Extracted material START
PR #1181, opened 2018-10-31
mel.conf: update supported distros for elm

kergoth:
- Removed ubuntu-14.04
- Also match centos-7, not just centos-7.*
- Also match rhel, not just redhatenterprise

### DIFF
--- a/meta-mel/conf/distro/include/mel.conf
+++ b/meta-mel/conf/distro/include/mel.conf
@@ -91,10 +91,10 @@ PACKAGE_CLASSES ?= "package_ipk"
 SANITY_TESTED_DISTROS = "\
     ubuntu-18.04 \n\
     ubuntu-16.04 \n\
-    ubuntu-14.04 \n\
-    centos-7.* \n \
-    centoslinux-7.* \n \
-    redhatenterprise*-7.* \n \
+    centos-7* \n \
+    centoslinux-7* \n \
+    rhel*-7* \n \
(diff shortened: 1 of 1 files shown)


Noor-Ahsan:
@kergoth  should we be specific to the versions we are supporting. See MR http://jira.alm.mentorg.com:8080/browse/MELMR-731

kergoth:
Ah, indeed, I didn't realize rhel was limited to 7.3 specifically. I'll update the pull req.

mwpow3ll:
@kergoth @Noor-Ahsan Just a random note here... CentOS builds from the same sources with very minimal changes; therefore, if support is limited to RHEL 7.3, shouldn't CentOS be limited to 7.3.1611?

kergoth:
@mwpow3ll , it's a good question, wasn't my call, would you mind adding your thoughts to the MELMR so we can update it there before changing it here? Thanks.

chombourger:
Shouldn't we support RedHat 7.x instead of specific minor version(s)?

kergoth:
I'm pretty sure there can be more substantial changes between rhel/centos minor versions, enough to potentially break our host setup scripts, but I'm not 100% certain.

Noor-Ahsan:
Kindly update this PR according to comments in http://jira.alm.mentorg.com:8080/browse/MELMR-731

kergoth:
@Noor-Ahsan, ready for merge.

PR #1183, opened 2018-11-02
staging/layer.conf: hack around LAYERSERIES_COMPAT for qt5-layer

abelal:
Adding to the tradition set in 3c373331, fix QA warning
WARNING: Layer qt5-layer should set LAYERSERIES_COMPAT_qt5-layer in its conf/layer.conf file to list the core layer names it is compatible with.


Noor-Ahsan:
@abelal  instead of adding me in reviewers kindly assign the PR to me. That is more helpful for me in case I miss reviewer email.

PR #1184, opened 2018-11-05
setup-mel-builddir: set BBLAYERS using loose assignment

abelal:
In cases such as toaster the setting for BBLAYERS is
done through cmdline params and then during the parse
phase bblayers.conf is picked up which overrides the
setting that was passed if we use a simple set (=)
here.
Fix this by using loose assignment so cmdline params
work as expected.

JIRA: SB-12082.


abelal:
Although I think toaster should try to implement things in a way that allows overriding everything, this is still correct. Discussion about how toaster should work itself is going on with David Reyna, the toaster maintainer.
One more thing to note here is oe's scripts also use a loose assignment for BBLAYERS in the bblayers.conf that it generates: http://cgit.openembedded.org/openembedded-core/tree/meta/conf/bblayers.conf.sample?h=sumo

Noor-Ahsan:
@kergoth kindly review this.

PR #1185, opened 2018-11-05
mel-image.inc: Add haveged as entropy source.

arshadaleem66:
If GPLv3 license is allowed to be used, haveged is added as an entropy
source so that if user does not use random input sources like keyboard
and mouse, MEL image still has a random number's source.

### DIFF
--- a/meta-mel-support/recipes-core/images/mel-image.inc
+++ b/meta-mel-support/recipes-core/images/mel-image.inc
@@ -10,4 +10,4 @@ LICENSE = "MIT"
 inherit core-image image-sanity-incompatible
 
 IMAGE_FEATURES .= "${@bb.utils.contains('COMBINED_FEATURES', 'alsa', ' tools-audio', '', d)}"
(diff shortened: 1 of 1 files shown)


Noor-Ahsan:
@arshadaleem66 have you validated docker support with this?

arshadaleem66:
@Noor-Ahsan yes I have validated it for docker support on ZCU102

arshadaleem66:
@abelal, yes I have documented it here: http://confluence.alm.mentorg.com:8090/display/~aaleem/Latency+due+to+Random+Number+Generator%27s+Unavailability
And acknowledged about the Jira ticket

kergoth:
This should be using the function in meta-mentor which handles license WHITELISTing, rather than directly using bb.utils.contains(). also, contains() won't handle GPL-3.0 being in INCOMPATIBLE_LICENSE, so that's another problem with it.

kergoth:
@arshadaleem66, please submit a pull req to change that.

PR #1189, opened 2018-11-07
update_font_cache: fix warnings

kergoth:
This series applies a couple patches from oe-core which fixes the
update_font_cache failures seen on x86-64 and elsewhere relating to multilibs,
adjusted to work in meta-mentor-staging without overriding the classes in
question. We no longer see warnings for this postinst intercept with this
applied.

JIRA: SB-12123


Noor-Ahsan:
@kergoth  as you brought it from upstream. what will happend when we will update the oe-core layer for bug fixing. Will we have to remove it at the time?

kergoth:
> @kergoth as you brought it from upstream. what will happen when we will update the oe-core layer for bug fixing. Will we have to remove it at the time?

@Noor-Ahsan, No, these are fixed in master, not sumo.

PR #1194, opened 2018-11-09
dmcrypt-initramfs-image: use INITRAMFS_FSTYPES

kergoth:


kergoth:
This is needed for uno for sb-12130.

PR #1199, opened 2018-11-15
busybox: enable reboot support

abelal:
996247ba7dfffbeb444f793f7e105fcfb5ffa939 in upstream oe-core
moved the power flags (POWEROFF, HALT, REBOOT) to a fragment
init.cfg which is only included when busybox is selected as
the init_manager. This assumption is incorrect in scenarios
where installation mechanism is provided through live images
and almost all the initramfs scripts use the reboot command at
the end of installation. Without this change we see
reboot: not found


abelal:
@Noor-Ahsan, please review.

abelal:
@Noor-Ahsan, thanks!

PR #1200, opened 2018-11-16
connman: Restrict connman from including it's DNS proxy

abdulkarim17:
with virtualization-layer dnsmasq comes,so we do not use connman as
a DNs proxy because both dnsmasq and connman try to bind to same
port 53. which results in failure of dnsmasq service.

Jira: http://jira.alm.mentorg.com:8080/browse/SB-12022


kergoth:
This sounds like it'll break or at the least lose functionality if dnsmasq isn't included for non-virtualization builds? @abdulkarim17 ?

PR #1203, opened 2018-11-22
Kill Volatile Files and Directories Failure status

arshadaleem66:
JIRA: SB-12126


meta-mentor-staging/recipes-connectivity/connman/connman_%.bbappend
```diff
@@ -1,5 +1,6 @@
 FILESEXTRAPATHS_prepend := "${THISDIR}/files:"
-SRC_URI += "file://0001-connman-implement-network-interface-management-techn.patch"
+SRC_URI += "file://0001-connman-implement-network-interface-management-techn.patch \
+            file://fix-resolv-link.patch"
```
Noor-Ahsan: what is the behavior of this patch when there is not readonly fs?

kergoth: It's a non-issue for us, as the recipe already creates this symlink directly.

Issue #20, opened 2015-07-22
Software: Specify OS support for clients


Mikaela:
At #znc it was asked if there is any good Android IRC app which works well with ZNC and I replied:

> any from http://ircv3.net/software/clients.html that supports server-time, I would say
> it doesn't separate by mobile OS though
> none it looks like

I think that especially with mobile the OS should be indicated somehow, but it wouldn't hurt with others either, it just must be kept in mind that clients can support multiple OSes.

attilamolnar:
I don't think we should do this. The IRCv3 site is not an IRC help site and is certainly not a client guide for users, it's mainly aimed at developers.

Mikaela:
There is already list of clients and what capabilities they support which probably interests more IRCv3-enthustiastic users than developers and is also the place where people link when someone asks for good IRC client. If the list didn't exist, users are discouraged from using IRCv3 capable clients and client is easier to find when you know one for your OS.

attilamolnar:
Implemented by @DanielOaks in #36.

PR #36, opened 2015-11-10
software: Add OS icons for mobile clients

DanielOaks:
Adds OS icons for mobile clients, as #20 

Looks like this:
Mobile Clients page

### DIFF
--- a/_data/os.yml
+++ b/_data/os.yml
@@ -1,0 +1,12 @@
+# mobile
+android:
+  name: Android
+  icon: android
+
+ios:
+  name: iOS
+  icon: apple
+
+windows-phone:
+  name: Windows Phone
+  icon: windows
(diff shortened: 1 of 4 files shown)


jwheare:
Looks great

Mikaela:
:+1: something like that would also be nice for desktop clients, but mobile probably does need it more.

Mikaela:
Or wait, how do you separate OS X from iOS and Windows Mobile from Windows (when/if my previous comment happens)?

Just taking a look at mobile clients versus desktop clients or is there a separate logo availble for it?

DanielOaks:
No separate logo available, code-wise it's named differently so it'll have a different hover-over name, but I think being in the Desktop/Mobile categories will separate them enough. We can look at desktop clients after mobile ones get it, though.

dequis:
:+1:, i think the title="..." attribute (mouseover/tooltip text) is enough

attilamolnar:
LGTM

attilamolnar:
Thanks!

PR #37, opened 2015-11-10
Add more specific and useful meta descriptions for pages, fixes #7

### LINKED ISSUE #7: Pages could have meta descriptions
* https://encrypted.google.com/search?q=site:ircv3.net

That search doesn't tell a lot about what IRCv3 is and most of meta descriptions are just `IRCv3 development community.`

They can be added by adding `excerpt: "meta description here"` in the YAML frontend matter or whatever it was called as.

DanielOaks:
This just adds more useful meta descriptions for pages, which fixes #7 and should makes our search engine results display more nicely.

### DIFF
--- a/contact.html
+++ b/contact.html
@@ -1,6 +1,7 @@
 ---
 title: Contact
 layout: default
+meta-description: Feel free to talk with and participate in the IRCv3 Working Group on irc.freenode.net/#ircv3
 ---
       <div class="alert alert-info">
         <strong>Have your own IRC client?</strong> You can chat with us on <a href="ircs://irc.freenode.net:6697/#ircv3"><strong>irc.freenode.net</strong></a> in <a href="ircs://irc.freenode.net:6697/#ircv3"><strong>#ircv3</strong></a>.
--- a/404.md
+++ b/404.md
@@ -3,6 +3,7 @@ layout: default
 permalink: /404.html
 sitemap: false
 title: 404 - Page Not Found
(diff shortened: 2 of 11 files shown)


contact.html
```diff
@@ -1,6 +1,7 @@
 ---
 title: Contact
 layout: default
+meta-description: Feel free to talk with and participate in the IRCv3 Working Group on irc.freenode.net/#ircv3
```
Mikaela: I think that maybe this should have the protocol and port, but as it's meta description, I am not so sure.

Mikaela:
:+1: except that some of the descriptions are a little short, but I have nothing to add to them and that can probably be done later as people invent more  descriptions.

DanielOaks:
They need to be a bit short to fit on the Google/etc page, since they give us a limited space and we want to fit inside it. We can always go over them some more though, see if we can make them clearer or present some more useful info.

Mikaela:
It's just that Google Webmaster tools (does anyone use them with ircv3.net) complain if something is too short or doesn't say anything useful.

contact.html
DanielOaks: Yeah, I was thinking about that but since it's just a meta description (and likely no clickable links), I think leaving it at this should be fine. Hopefully most of the people checking us out know Freenode (or just IRC in general) well enough anyways.

attilamolnar:
Thanks!

PR #38, opened 2015-11-10
Add .travis.yml for testing HTML5 validity

Mikaela:
I had this branch in my fork and I thought why to not open a PR in case this is found useful after all. I think I might have mentioned this once at IRC, but I don't remember if anything was said.

What it does is installing github-pages environment, building the site, installing offline HTML5 validator and running it.

If I recall correctly the site doesn't pass and this most likely isn't interesting at all.

### DIFF
--- a/.travis.yml
+++ b/.travis.yml
@@ -1,0 +1,16 @@
+language: ruby
+sudo: false
+script:
+  - gem install github-pages
+  - jekyll build --drafts
+  - python2 --version && python2 -m pip --version
+  - python2 -m pip install html5validator --user --upgrade
+  - ~/.local/bin/html5validator --root _site/
+rvm: 2.1
+notifications:
+    email: false
+matrix:
+    fast_finish: true
+env:
+  global:
+  - NOKOGIRI_USE_SYSTEM_LIBRARIES=true


DanielOaks:
I could possibly see this being useful for running checks against PRs and making sure they still build, but I don't think we need the validator run on every commit. Running the validator here locally it's given me some interesting stuff to look at regarding the manual HTML templates, but I think putting that our CI file is overkill.

Will keep an eye on this and do some tests with it in my fork.

dequis:
I think the main thing we'd want to validate is the YAML, since it's easy to get the data structures subtly wrong. If doing the jekyll build takes care of that, running this would help. Although there are some mistakes that it won't catch (like lists that are `[1, 2, {3: "value"}, 4]`, valid but the templates will just skip the 3)

jwheare:
An HTML validator would have caught the unencoded ampersand here: 9fb898f so I'd say it would be useful, after some initial cleanup.

DanielOaks:
Fair, I'll do some HTML cleanups and then look at integrating the HTML5 validator. And that does sound useful @dequis, hopefully shouldn't be too hard to write a little script to load and check them.

attilamolnar:
I think it's useful to have, is there anything to lose?

DanielOaks:
Nothing to lose, but at the moment I'm going through and fixing up the site to not throw a zillion errors because of some of our static HTML / generation. I'll write up a YAML file checker and then merge this in.

Mikaela:
> An HTML validator would have caught the unencoded ampersand here: 9fb898f so I'd say it would be useful, after some initial cleanup.

There is just issue that while it's invalid HTML, IRC clients don't like valid one.

DanielOaks:
Because it's the `http` link that had the invalid character, browser/site would handle the valid one in the right way (since that link's not going to an IRC client).

DanielOaks:
Thanks for the work!

PR #42, opened 2015-11-11
Software: add reference URLs in comments to make future updates easier

dequis:


attilamolnar:
More links for inspircd:

https://github.com/inspircd/inspircd-extras/blob/master/2.0/m_capnotify.cpp
https://github.com/inspircd/inspircd-extras/blob/master/2.0/m_invitenotify.cpp
https://github.com/inspircd/inspircd-extras/blob/master/2.0/m_replaymsg.cpp

dequis:
Added a search for "GenericCap" in that repo too. Trying to keep it more or less generic to avoid the need to update URLs if files are moved in the repositories (although some entries are very specific but using a named tag / commit hash)

DanielOaks:
LGTM, we can always clean things up and add more info as we go.

DanielOaks:
Awesome, thanks.

PR #44, opened 2015-11-12
specs: Add a big alert on WiP (IRCv3.3) specification pages

DanielOaks:
This adds a big alert at the top of IRCv3.3 specs. This is good because it makes sure people see that they are not complete.

Looks like:
Alert Box


Mikaela:
:+1:

attilamolnar:
:+1:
Extracted material END
Could you work out how many lines in the material contain "little"? Reply with only that number.

## Answer below
2